Schutt will likely have to take it until she turns 19 but getting the medication she needs was much harder than her family anticipated.

"She was at school and was so uncomfortable that she had to call me and say my arm is on fire. It's red, it's raised, and it's so itchy," Stacey said.

Two weeks into her daily shots, it became apparent that Schutt was allergic and the response was getting worse.

Their doctor believed preservatives in the medicine were the cause and submitted for a preservative-free brand.

That request was denied by their insurance.

"So our next step was to appeal it," Stacey said.

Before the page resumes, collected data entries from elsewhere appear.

Issue #2245, opened 2021-11-17
[TinaAdmin] Using `/` at the end of `path` causes GitHub to 500


Enigmatical:
*Credit to @mitchmac for discovering this interesting bug.*

When using a `schema.ts` where the `collection`'s `path` has a `/` at the end:
```
export default defineSchema({
  collections: [
    {
      label: "Pages",
      name: "page",
      path: "content/pages/", <--
      fields: [
        {
          type: "string",
          label: "Title",
          name: "title",
        },
      ],
    },
  ],
});
```

causes GitHub to respond with a 500 Server Error when querying for `getCollection{}` or `getCollections{}` via `tina-cloud`.

This _does_ work locally, though.  @jeffsee55 thinks that the local filesystem is handling the extra `/` well, but GitHub isn't.

We have a few avenues for solving this:  
* We can "clean" the `path` keys when transpiling the `schema.ts`, removing any extra `/`'s (or throw a warning).  
* We can turn `collection.path` into a function that does that cleaning for us at runtime.  
* We can look at fixing the issue on the GitHub side of things.

PR #2256, opened 2021-11-19
Trim path property on collections during compilation

jeffsee55:
If you specified `content/posts/` for your `path` argument on a collection this would break when using the Github API, this trims leading and trailing slashes and validate the schema like we were doing before primitive types. 

Closes https://github.com/tinacms/tinacms/issues/2245


Enigmatical (approved):
👍 Modified a few `path` values in `tina-cloud-starter` and confirmed that the generated `_schema.json` corrected the values.

PR #2251, opened 2021-11-17
Feat/create tina app

logan-anderson:
Basic POC of a `create-tina-app` command.

This currently
1. downloads the given example
2. installs dependencies 

Most of the logic is coming from create-next-app

Source: https://github.com/vercel/next.js/tree/canary/packages/create-next-app

PR #2271, opened 2021-11-23
update danger file to reject any file with example in the path

logan-anderson:
This updates `dangerfile.ts` so that it does not check the examples sub folder added in [this PR](https://github.com/tinacms/tinacms/pull/2251).

Can test it out here: https://regex101.com/r/c3gS2L/1/


spbyrne (approved):
Nice, good idea.

dwalkr (approved):

jeffsee55 (approved):

PR #2278, opened 2021-11-24
Ensure "src" is used instead of "previewSrc" for images in MDX

jeffsee55:
We recently optimized the image src for preview thumbnails in Cloudinary. This value was also being used effectively as the src, also for MDX. This PR should update things so the correct (full) url is provided instead.

Thanks @jhuggett


Enigmatical (approved):
👍

PR #2282, opened 2021-11-26
removed unused deps from tinacms

logan-anderson:
Just some code cleanup

cc @jeffsee55


Enigmatical (approved):
👍 Related question:  What did you use to discover that these packages were not used?  I'm a little surprised by a couple of them - `final-form-arrays` and `xstate`, to name them - but if they're not used, we definitely shouldn't keep them around.

PR #2295, opened 2021-11-30
Introduce pattern for code-splittable hooks

jeffsee55:
@jamespohalloran as discussed, this is what I'm calling the "hook dependency injection" pattern. It's something @dwalkr and @logan-anderson had both expressed would be worth giving a shot and I'm really digging it. While it's not a critical capability right now since we can only fetch data from `getStaticProps`, when we move on to supporting data fetching from anywhere it'll be important to allow for this.

> Note: I've called the hook `useTina` for now with the hope that we'll come up with something better.

## Test it out
Run the `examples/basic` starter from this branch.

Here's the build to show we're not bundling tina:
```
Page                                       Size     First Load JS
┌ ● / (413 ms)                             3.19 kB        84.6 kB
├   /_app                                  0 B            81.4 kB
├ ○ /404                                   196 B          81.6 kB
├ ○ /admin/[[...slug]] (348 ms)            505 kB          586 kB
├ ● /posts (414 ms)                        2.14 kB        83.6 kB
└ ● /posts/[slug] (394 ms)                 2.13 kB        83.6 kB
    └ /posts/HelloWorld (394 ms)
+ First Load JS shared by all              81.4 kB
  ├ chunks/framework-09d69b8678b26c3f.js   48.1 kB
  ├ chunks/main-f881cbd7dc874919.js        27.9 kB
  ├ chunks/pages/_app-9cb8f0b992a4106a.js  3.64 kB
  └ chunks/webpack-7fb74210fb4d8894.js     1.84 kB
```

---
The main reason for this pattern is so we can keep data-related APIs collocated to where the data fetching actually happens. I _think_ this API achieves what we're after here.

Instead of setting up the "live" data hook (`useGraphQLForms`) from within a component at `_app.js`, we can now do it adjacent to the data-fetching logic:
```tsx
const query = `{
  getPageDocument(relativePath: "home.mdx"){
    data{
      body
    }
  }
}`

// props only needs `data` now, though you _could_ still pass the other variables 
// through. This is something I think I'd do because the SDK plays nicely with it.
  const data = useTina({ query, variables: {}, data: props.data })
  const content = data.getPageDocument.data.body
  return (
    <TinaMarkdown content={content} />
  )
}

export const getStaticProps = async () => {
  const data = await staticRequest({
    query,
    variables: {},
  })

  return {
    props: {
      data,
    },
  }
}
```

And the `_app.js` doesn't do anything related to data (it also no longer needs a render prop for it's children):
```tsx

  return (
    <>
      <TinaEditProvider
        editMode={
          <TinaCMS
            branch="main"
            clientId={NEXT_PUBLIC_TINA_CLIENT_ID}
            isLocalClient={Boolean(Number(NEXT_PUBLIC_USE_LOCAL_CLIENT))}
          >
            <Component {...pageProps} />
          </TinaCMS>
        }
      >
        <Component {...pageProps} />
      </TinaEditProvider>
    </>
  )
}

```

### Considerations

**We may still want to pass `query` and `variables` through from `getStaticProps`**
The SDK work generates the query string for you, and the ergonomics for this are great IMO. the nice thing about this is that you can do whatever you prefer

**We'll probably want to introduce another hook that does data fetching in production**
So far this pattern focuses on "hydrating" data from `getStaticProps`. In a more general sense, we should also support actually doing the data fetching, too (ie. no `data` prop is required). This would be useful in RSC and when fetching data client-side. It might look like this:

```tsx
// for client-side data fetching
export default function MyComponent() {
  const [data, isLoading] = useTinaQuery({ query, variables: {})
  if(isLoading) {
    return <Loader />
  }

  const content = data.getPageDocument.data.body
  return (
    <TinaMarkdown content={content} />
  )
}

// for use with suspense (no need to check loading state)
export default function MyComponent() {
  const data = useTinaQueryWithSuspense({ query, variables: {})

  const content = data.getPageDocument.data.body
  return (
    <TinaMarkdown content={content} />
  )
}
```
One thing we'll want to do if/when we go down this path is probably change the `TinaEditProvider` to mean something more generic, and have that be the location where you can load read-only tokens and specify the content API URL, etc so these hooks can grab that info from context. This is only necessary when we have read-only tokens.

**Might be violating the rule of hooks**
I'd kind of say it is, but I'm not sure it could possibly matter. Very relevant discussion on it the other day on [Twitter](https://twitter.com/LuisEduardoDev/status/1463986915242303493). Looks like if Dan doesn't approve, Tanner does - he used the term "hook dependency injection" 😉


jeffsee55:
Can you elaborate on what you mean here?
```tsx
const Post = (props) => {
// what is `forms` here? Why does it have props?
const data = useForms(props.forms,props.data)
 
// ...
}
```

logan-anderson:
For client side data fetching to me it would just make sense to use the same hook but make data optional. Or maybe it makes sense to split them up. Here is what it would look like if we did not split it up.

```ts
// for client-side data fetching
export default function MyComponent() {
  const  data = useTina({ query })
  const isLoading = useLoadingState()

  if(isLoading) {
    return <Loader />
  }

  const content = data.getPageDocument.data.body
  return (
    <TinaMarkdown content={content} />
  )
}
```
We could also generate some hooks (or a client) for the user the user to use on the front end. This way they would not need to remember to remember the query or have it attached to the component. 

```ts
// for client-side data fetching
export default function MyComponent() {
  const  data = useFetch{CollectionName|CollectionName}Data()
  const isLoading = useLoadingState()

  if(isLoading) {
    return <Loader />
  }

  const content = data.getPageDocument.data.body
  return (
    <TinaMarkdown content={content} />
  )
}
```

Again this would be for client side fetching only

<hr/>


> The SDK work generates the query string for you, and the ergonomics for this are great IMO. the nice thing about this is that you can do whatever you prefer

Total agree with ☝️ 

Could return the query in `getStaticProps` and then do

``` ts
const data = useTina({ query:  props.query variables: {}, data: props.data })
```


  On thing to point out is that this is a tad more work (in terms of lines of code) for the user but it is definitely more **natural** in the way a “_Typical_” data fetching works. This might be good to test in front of a few users.

dwalkr:
The implementation here definitely breaks the Rules of Hooks, and I think that poses a problem. 

The linked Twitter discussion is about something similar but subtly different - using dependency injection via props, where those dependencies happen to be Hooks. This is probably still a not-great idea, but if you promise to yourself that you will never change what hook you're referencing, it's probably OK (though that leads to questions of whether this is the only way to do this kind of dependency injection.)

The hook returned from `useTina` is one that we **know** will change, because the main selling point of this approach is that the value is hydrated with a hook that does something different when in edit mode. We are, then, expecting it to change. This is a step beyond base-level dependency injection concerns.

Fundamentally, I think the only reason this is a problem is **because we're swapping in a Hook at runtime**, and only **because the thing we're swapping in is a Hook**. This is because Hooks are weird (magically weird) and rely on a lot of assumptions about your code e.g. they can't be called conditionally, which React tries to detect and throw an error. Fooling React into conditionally calling a Hook would indicate to me that we've merely evaded their Rules of Hooks detection and not that we've found a "safe" way to create hooks dynamically.

jeffsee55:
@dwalkr I think I pretty much agree on all fronts with your concerns. I think the same thing is achievable by just lifting that state a bit higher and passing down updated values down via context.

jeffsee55:
@dwalkr lifted state up a bit, of course this is just a POC, but does this meet a better standard in your opinion?

jamespohalloran:
Can someone point out where in this change where we're breaking the rule of hooks?

jamespohalloran:
And sorry for the delay in responding to this:

> EDIT: what I meant was, can you elaborate on what you mean by this:
> 
> > Could the form registration be done outside this hook, to avoid having to use something like formify to extend things?

What I meant was, with your examples, the form registration is still done under the hood. So if the user wants to customize form registration (making a global form, doing custom behavior on submit, etc), then they need to do it in the root-level `formify` function. 

Wondered if splitting out the formRegistration/data-syncing (useContextualForms) from the content querying (useTinaQuery) might make sense.

```

  //load draft data, and forms for a piece of content
  const [draftContent, forms] = useTinaQuery({props.query, variables}, props.data)
  
  //register out forms, and keep "liveData" in sync
  const liveData = useContextualForms(forms,draftContent)
}
```

Feels maybe a bit more flexible? And `useContextualForms` _should_ stay consistent regardless if you are using another datasource outside of Tina Cloud, if we change how the SDK fetches content, etc.

I'm still a bit unsure on the level of value of this though tbh, but that's what I originally was referring to.

dwalkr:
> Can someone point out where in this change where we're breaking the rule of hooks?

The change in da58ecb58da40ecfbf59c982a050a6af03baafa8 looks like it doesn't break the rules. Previously the problem was that the `useForms2` hook's behavior was being modified at runtime (by retrieving it via context, and altering what gets returned.) This would effectively make it a conditionally-running hook.

jeffsee55:
Closing as we don't intend to ship this, but we'll use it as a reference.

PR #2304, opened 2021-12-01
fix: remove organization from cli init codegen

jamespohalloran:
Remove old organization param from cli codegen


Enigmatical (approved):
👍

PR #2307, opened 2021-12-01
Ensure GraphQL resolve doesn't access "bridge" documents

jeffsee55:
There were a couple of places that this was calling into the "bridge" during a GraphQL request, there's a strange mixture of when/where we ask for config files which will improve as these capabilities solidify, and the "bridge" and "store" bits of logic will be easier to pull further apart. 

cc @kldavis4


Enigmatical (commented):
Looks good to me 👍

Enigmatical (approved):

PR #2308, opened 2021-12-02
Dont memoize schema configs

jeffsee55:
@logan-anderson pointed out that schema updates weren't triggering from the CLI when a schema changed. This is due to the memoization of these into class properties and they weren't getting reinitialized. I think this should do for now, but I want to revisit this as part of a cleanup when the data store stuff settles.


logan-anderson (approved):
Working for me!

Side note: Would it be possible to enable this when not using local (on Tina Cloud or in CI)?

jeffsee55:
> Side note: Would it be possible to enable this when not using local (on Tina Cloud or in CI)?

Do you mean as an optimization?

logan-anderson:
> Do you mean as an optimization?

Yeah exactly!

jeffsee55:
Yeah probably, I think just updating that value on rebuilds will work too but things are a bit all over the place right now.

PR #2312, opened 2021-12-02
Use Github URL for the basic starter

logan-anderson:


jamespohalloran (dismissed):

.github/workflows/e2e.yml
```diff
@@ -3,6 +3,7 @@ on: [push]
 jobs:
   cypress-run:
     runs-on: ubuntu-20.04
+    container: cypress/browsers:node14.17.0-chrome88-ff89
```
Enigmatical, line 6: @logan-anderson Did this sneak in from your e2e PR?

Enigmatical (approved):
Just one question, but otherwise 👍

.github/workflows/e2e.yml
logan-anderson: Yes, @Enigmatical. Something broke (I have no idea why) but that line fixed it. Without it the tests seem to not want to run.

PR #3654, opened 2023-03-01
Feat/match in collection

logan-anderson:
> This will be a draft until the work is done on Tina Cloud to support this.

Adds back the match property.  The glob that is used looks like this.

<collection.path>/<collection.match>.<collection.format> 

Demo: https://www.loom.com/share/e1e7bc3523164b029c09d7d9d81be80c

### DIFF
--- a/.changeset/tricky-crabs-scream.md
+++ b/.changeset/tricky-crabs-scream.md
@@ -1,0 +1,5 @@
+---
+'@tinacms/graphql': patch
+---
+
+Added match property for collections
--- a/packages/@tinacms/graphql/src/database/bridge/filesystem.ts
+++ b/packages/@tinacms/graphql/src/database/bridge/filesystem.ts
@@ -19,10 +19,12 @@ export class FilesystemBridge implements Bridge {
   public addOutputPath(outputPath: string) {
     this.outputPath = outputPath
   }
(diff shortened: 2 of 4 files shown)


kldavis4:
@logan-anderson if you do the matching in the database and not the bridge, then I think there doesn't need to be any update in tina cloud

logan-anderson:
> @logan-anderson if you do the matching in the database and not the bridge, then I think there doesn't need to be any update in tina cloud

Would this have any performance concerns? If we do it it this way we would have to Still get all the the content in all of of the sub folders. (I could see this being an issue if we use the Github Bridge).

I don't think its much of a concern with isomorphic (or maybe it is) or the filesystem.

kldavis4:
It's not getting all the content. You get the full list of paths to all the content, and then filter on that list.

kldavis4:
The issue I see with doing it in the bridge is that for every bridge implementation you need to add the match logic vs adding it once in the database

logan-anderson:
> It's not getting all the content. You get the full list of paths to all the content, and then filter on that list.

I see. yes that makes perfect sense! I am going to make a new PR

logan-anderson:
Closing in favour of #3656

PR #3655, opened 2023-03-01
support pdf uploads

jamespohalloran:
Support pdf uploads:

https://www.loom.com/share/0add2b2f8da049368b3dd161025779b1

- Updated default mime-type of ImageProviders to include PDF
- Added non-image icon in media library
- Tweaked UX so we open media library immediately upon clicking media toolbar icon

closes ENG-19

TODO in future PR:
- Spike on making the "accept" argument configurable


packages/next-tinacms-cloudinary/src/cloudinary-media-store.ts
```diff
@@ -16,7 +16,7 @@ export class CloudinaryMediaStore implements MediaStore {
   fetchFunction = (input: RequestInfo, init?: RequestInit) => {
     return fetch(input, init)
   }
-  accept = 'text/*,application/*,image/*'
+  accept = 'text/*,application/pdf,image/*'
```
kldavis4, line 19: did you intend to restrict accept from application/* to application/pdf (ie was it incorrect before?)

logan-anderson: Maybe we could make accept configurable @jamespohalloran ?

jamespohalloran: > did you intend to restrict accept from application/* to application/pdf (ie was it incorrect before?)

@kldavis4 I'm not sure if this is a bug with react-dropzone, but unless I specified application/pdf specifically, PDF's weren't selectable with the file-browser. I can poke around and see if there's a workaround

Screen Shot 2023-03-01 at 4 10 22 PM

> Maybe we could make accept configurable @jamespohalloran ?

Yeah that might be nice. I think we'd probably want to do it on a per-field level though, rather than here at the media provider level

jamespohalloran: @kldavis4 I hardcoded a list of some common potential `application/` mime-types for now, since `application/*` doesn't seem to be supported.

@logan-anderson I was thinking maybe we could make this configurable in a future PR? I think if this is configurable on a per-field basis, it might not be super trivial

logan-anderson:
Code looks good but it seems like this might add some strange unexpected behaviour. 

See video for more details: https://www.loom.com/share/df6dab77414b4184ac60faa247d1ee1e

jamespohalloran:
> Code looks good but it seems like this might add some strange unexpected behaviour.
> 
> See video for more details: https://www.loom.com/share/df6dab77414b4184ac60faa247d1ee1e

Just tested this on main and seeing the same bug (inserting a link, and then inserting an image) in the same line

jamespohalloran:
> Code looks good but it seems like this might add some strange unexpected behaviour.
> 
> See video for more details: https://www.loom.com/share/df6dab77414b4184ac60faa247d1ee1e

Create a new issue here: https://github.com/tinacms/tinacms/issues/3661

logan-anderson (approved):

logan-anderson (changes requested):
@jamespohalloran I just ran `pnpm install` and the lock file was updated. Can you run `pnpm install` and push up the changes?

PR #3656, opened 2023-03-01
Add `match` for  collection from db

logan-anderson:
Adds back the match property.  The glob that is used looks like this.

<collection.path>/<collection.match>.<collection.format> 

Demo: https://www.loom.com/share/e1e7bc3523164b029c09d7d9d81be80c

Fixes: ENG-43


kldavis4:
Should there be a check in the Database.put function against the match pattern (if present)?

logan-anderson:
> Should there be a check in the Database.put function against the match pattern (if present)?

Yes good idea!

kldavis4:
code looks good to me - I assume the demo is based on the previous PR?

logan-anderson:
@kldavis4  Yes I just added the matches Key word to a collection to test.

logan-anderson:
The only thing I can think of that this PR does not cover is when we have two collections with the same path and differnt overlapping matches property. We talked about this should raise a warning or error. Not sure the best way to handle this. Thoughts @kldavis4 and @jeffsee55  ?

logan-anderson:
> The only thing I can think of that this PR does not cover is when we have two collections with the same path and differnt overlapping matches property. We talked about this should raise a warning or error. Not sure the best way to handle this. Thoughts @kldavis4 and @jeffsee55 ?

One way to do this is to check while we are indexing the content.


Could add this in `_indexAllContent` function

```ts
filteredPaths.forEach((path) => {
        if (filesSeen.has(path)) {
          // TODO: link to docs
          console.warn(
            `"${path}" Found in multiple collections. This can cause unexpected behavior. We recommend updating the \`match\` property to limit the scope of a collection.`
          )
        } else {
          filesSeen.add(path)
        }
      })

```

logan-anderson:
I update the indexing process to check for duplicate files. It prints out a warning like this.

```
Indexing completed with 1 warning(s)
"content/test/a/c.md" Found in collections multiple collections: col1, col2. This can cause unexpected behavior. We recommend updating the `match` property of those collections so that each file is in only one collection.
```

packages/@tinacms/graphql/src/database/index.ts
```diff
@@ -1000,16 +1020,46 @@ export class Database {
...
+            )}. This can cause unexpected behavior. We recommend updating the \`match\` property of those collections so that each file is in only one collection.`
+        )
+      })
+
+      await _indexContent(this, level, filteredPaths, enqueueOps, collection)
     })
     while (operations.length) {
       await level.batch(operations.splice(0, 25))
     }
+    return { warnings }
```
kldavis4, line 1062: should we have a return type on the functions in this that return the warnings? Also wondering if it would be better to error out rather than emit warnings? @jamespohalloran or @jeffsee55 have thoughts on that?

jamespohalloran: Hmm, if the behaviour's wonky for overlapping collections, an error does seem appropriate to me.
It is tricky the amount of overlap we'll likely face for Forestry sites (especially if we're going to use the `match` field to handle single document collections 🤔)

logan-anderson: Only reason I am leaning towards warnings is to remain backwards compatible

logan-anderson: Also, I _think_ the return type is inferred.

kldavis4: what do you mean by backwards compatible? are there sites using `match` currently?

logan-anderson:
Docs: https://github.com/tinacms/tina.io/pull/1500/files

logan-anderson:
I think this is good to go. I think we have two options in regards to warning VS error

1. Review and merge as is (Leave as warning)
- This is backwards compatible
- Can leave as a patch
- Does not have to wait for backups updates

2. Switch to Error 
- Is not backwards compatible 
-  Must to a minor update to GraphQL
- Will have to wait for Tina Cloud updates

packages/@tinacms/graphql/src/schema/index.test.ts
```diff
@@ -9,10 +9,14 @@ describe('TinaSchema', () => {
     test('fetches correct collection with getCollectionByFullPath', async () => {
       const schema = createSchema()
 
-      const collection1 = schema.getCollectionByFullPath('content/test/foobar')
```
logan-anderson, line 12: @jeffsee55 Is this function ever called without the file extension?

jeffsee55: I think that's safe to assume.

> Disclaimer- I either didn't write this originally or remember almost nothing about it.

jeffsee55 (approved):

This time the doctor wrote a letter explaining Schutt's reaction and why they needed the preservative-free version to be covered.

Denied again.

"They said the only drug they would cover would be the one that she already received, and that she had the allergic reaction to. So we had no other alternatives, except to pay for it out of pocket," Stacey said.

At a cost of nearly $16,000 for an 84-day supply.

Stacey and Doug said they spent hours every day trying to reach someone to explain their situation but could never get past frontline call center workers.

"They don't even give the last names for the appeal coordinators," Doug said. "We don't even know if these are real people that are actually looking at these appeals."

"To them, our daughter is just this piece of paper. You know, they don't know her. They don't know her story," Stacey said.

Erin Bradshaw is with Patient Advocate Foundation, a non-profit that helps people with chronic or life-threatening illnesses access treatment. The organization was not involved in the Schutt family's case but told ABC15 that a case like theirs should not have been as difficult as it was to fight.

"Some things are hard to appeal. And other things like this shouldn't really be so challenging," she said.

But if it is, she said patients have the right to fight it.

"The Affordable Care Act instituted a standard protocol around how appeals should be," she said.

Typically, Bradshaw said patients get three appeals with the final being an independent review by a third party whose decision is binding.

But before getting to that last appeal, Bradshaw recommends involving your state's insurance regulator and perhaps more importantly your employer.

"Because they are your benefit administrator," she said. "I think it's important that they know that there are challenges that you're facing, accessing your benefits."

And that's exactly what the Schutts did.

Doug's company went to the insurance company's corporate representative on their behalf.

An exception was approved and Schutt should be covered through the end of the year.

"We'll fight. We'll keep fighting," Stacey said. "We're her parents, our job is to protect her and take care of her. And we'll do whatever we can."